# evenly continues question

• Aug 12th 2011, 09:06 AM
transgalactic
evenly continues question
f is continues in (a,b)
$\displaystyle lim_{x->b^-}f(x_0)=-\infty$
prove that f is not "evenly continues"
??
i dont know the proper term.

basicly we need to prove that there is $\displaystyle \epsilon >0$ so for every $\displaystyle \delta >0$ there is x for which $\displaystyle |y_0-x_0|<\delta$ and $\displaystyle |f(y_0)-f(x_0)|>=\epsilon$

if we choose $\displaystyle \epsilon=1$
also we can use the limit
?
• Aug 12th 2011, 10:06 AM
SammyS
Re: uniformly continuous question
Quote:

Originally Posted by transgalactic
f is continues in (a,b)
$\displaystyle lim_{x->b^-}f(x_0)=-\infty$
prove that f is not "evenly continuous"
??
i don't know the proper term.

basicly we need to prove that there is $\displaystyle \epsilon >0$ so for every $\displaystyle \delta >0$ there is x for which $\displaystyle |x-x_0|<\delta$ and $\displaystyle |f-f(x_0)|>=\epsilon$

if we choose $\displaystyle \epsilon=1$
also we can use the limit
?

Do you mean: 'uniformly' continuous ?
• Aug 12th 2011, 10:08 AM
transgalactic
Re: evenly continues question
yes
• Aug 12th 2011, 02:39 PM
Plato
Re: evenly continues question
Quote:

Originally Posted by transgalactic
f is continues in (a,b) $\displaystyle \lim_{x->b^-}f(x)=-\infty$
prove that f is not "'uniformly' continuous"???

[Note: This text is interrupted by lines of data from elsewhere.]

Issue #2961, opened 2024-04-10
Add queue or topic to Celery transactions/spans


szokeasaurusrex:
The queue should be sent with the producer span and the consumer transaction according to the [Otel Specs](https://opentelemetry.io/docs/specs/semconv/messaging/messaging-spans/#destinations). We first need to figure out how to obtain the queue.

```[tasklist]
### Tasks
- [ ] #2984
- [x] ~`messaging.destination_publish.name`: Queue task is published to originally (medium priority)~ not required per https://develop-git-queue-module.sentry.dev/sdk/performance/modules/queue/
```

szokeasaurusrex:
Logic for setting data needed to route to correct queue in the producer side. From here, it seems that the producer only sometimes will know the queue; in other cases, the broker determines the queue.

https://github.com/celery/celery/blob/481cf8e19ca2b5d34eb74a6954974e9dc92ebda3/celery/app/task.py#L622-L645

The question, therefore, is whether we can determine the queue on the consumer side.

PR #2984, opened 2024-04-16
feat(celery): Send queue name to Sentry

szokeasaurusrex:
Send the queue name to Sentry for Celery tasks using the default exchange. The queue name is sent as span data with the key `messaging.destination.name`.

Closes GH-2961

### DIFF
--- a/sentry_sdk/integrations/celery/__init__.py
+++ b/sentry_sdk/integrations/celery/__init__.py
@@ -4,7 +4,7 @@ from functools import wraps
 import sentry_sdk
 from sentry_sdk import isolation_scope
 from sentry_sdk.api import continue_trace
-from sentry_sdk.consts import OP
+from sentry_sdk.consts import OP, SPANDATA
 from sentry_sdk.integrations import Integration, DidNotEnable
 from sentry_sdk.integrations.celery.beat import (
     _patch_beat_apply_entry,
@@ -325,6 +325,18 @@ def _wrap_tracer(task, f):
     return _inner  # type: ignore
 
 
+def _set_messaging_destination_name(task, span):
+    # type: (Any, Span) -> None
+    """Set "messaging.destination.name" tag for span"""
+    with capture_internal_exceptions():
+        delivery_info = task.request.delivery_info
+        routing_key = delivery_info.get("routing_key")
+        if delivery_info.get("exchange") == "" and routing_key is not None:
+            # Empty exchange indicates the default exchange, meaning the tasks
+            # are sent to the queue with the same name as the routing key.
+            span.set_data(SPANDATA.MESSAGING_DESTINATION_NAME, routing_key)
+
+
 def _wrap_task_call(task, f):
     # type: (Any, F) -> F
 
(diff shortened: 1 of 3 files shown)


szokeasaurusrex:
Due to the current way we test Celery, it appears there is no straightforward way to test this change in our test suite. The problem is that our tests run with Celery's eager mode, which means the tasks are run synchronously in the same process, without any queueing. Since there is no queue, we never set `messaging.destination.name`.

We should improve our Celery tests, and add a test for this change, in a separate PR.

sentry_sdk/integrations/celery/__init__.py
```diff
@@ -311,20 +311,38 @@ def _inner(*args, **kwargs):
...
+    # to add @functools.wraps(f) here.
     # https://github.com/getsentry/sentry-python/issues/421
-    @wraps(f)
+    @ensure_integration_enabled(CeleryIntegration, f)
     def _inner(*args, **kwargs):
         # type: (*Any, **Any) -> Any
         try:
-            return f(*args, **kwargs)
+            with sentry_sdk.start_span(
+                op=OP.QUEUE_TASK_CELERY, description=task.name
```
szokeasaurusrex, line 342: Is there a better `op` we could use here? `queue.task.celery` seemed like the most fitting `op`; however, since the parent transaction also has `op` set to `queue.task.celery`, this leads to the span having the same `op` as its parent, which could be somewhat confusing

antonpirker (changes requested):
The one assert in the tests I do not get. 

And because of the "always-eager" there is no way we can tests for `messaging.destination.name` right? Do you have any other PR plan on how we could run tests with a queue?

tests/integrations/celery/test_celery.py
```diff
@@ -209,7 +209,17 @@ def dummy_task(x, y):
     else:
         assert execution_event["contexts"]["trace"]["status"] == "ok"
 
-    assert execution_event["spans"] == []
+    assert len(execution_event["spans"]) == 1
+    assert (
```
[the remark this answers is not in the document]
szokeasaurusrex: This assert uses a `>=` on the dictionary items, which asserts that the `execution_event["spans"][0].items()` is a superset of the items of the dictionary provided in the test. So, this assert checks that all of the key-value pairs I listed (`trace_id`, `same_process_as_parent`, `op`, `description`, and `data`) are present in the `execution_event["spans"][0]` dictionary, and that each of them have the values I specified. However, the `execution_event["spans"][0]` can contain any additional key-value pairs.

The reason I wrote the assert this way was to be explicit about checking only what is relevant to this test case. The assert that was already here (on line 223) solves this problem by looking up the items we don't care about (e.g. `parent_span_id`) in the dictionary itself, which I find confusing. My way should also be more maintainable, since no changes to the test are required if we ever add additional keys to the span dictionary.

szokeasaurusrex:
> And because of the "always-eager" there is no way we can tests for `messaging.destination.name` right? Do you have any other PR plan on how we could run tests with a queue?

I could not find an obvious way to test `messaging.destination.name`, since with the "always-eager" mode, the queueing information does not get set properly. We would need to find how to have a real queue in the tests. Or, perhaps, we could work around this with some mocking logic

tests/integrations/celery/test_celery.py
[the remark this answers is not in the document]
antonpirker: Now I got it! Thanks for explaining.

sentry_sdk/integrations/celery/__init__.py
cleptric: Will be `queue.process` if I get the context here right.
We'll put `celery` on `messaging.system`.

szokeasaurusrex: So this would be a new span `op` @cleptric? I do not see `queue.process` listed anywhere on our [list of span `op`s](https://develop.sentry.dev/sdk/performance/span-operations/).

szokeasaurusrex:
@antonpirker Turns out that we can test for `messaging.destination.name` by mocking out the task request. I just added some commits to test the changes.

antonpirker (approved):

antonpirker:
Failing tests should be fixed by this pr: https://github.com/getsentry/sentry-python/pull/3030

edwardgou-sentry (approved):
worked for me in testing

Do you know this theorem: If f is uniformly' continuous on a set S and $\displaystyle (s_n)$ is a Cauchy Sequence in S then $\displaystyle f(s_n)$ is a Cauchy Sequence ?
You can use proof by contradiction. There is a positive integer $\displaystyle K$ such that $\displaystyle b-\frac{1}{K}\in (a,b)$.
Define $\displaystyle b_n=b-\frac{1}{K+n}$. Now apply the theorem.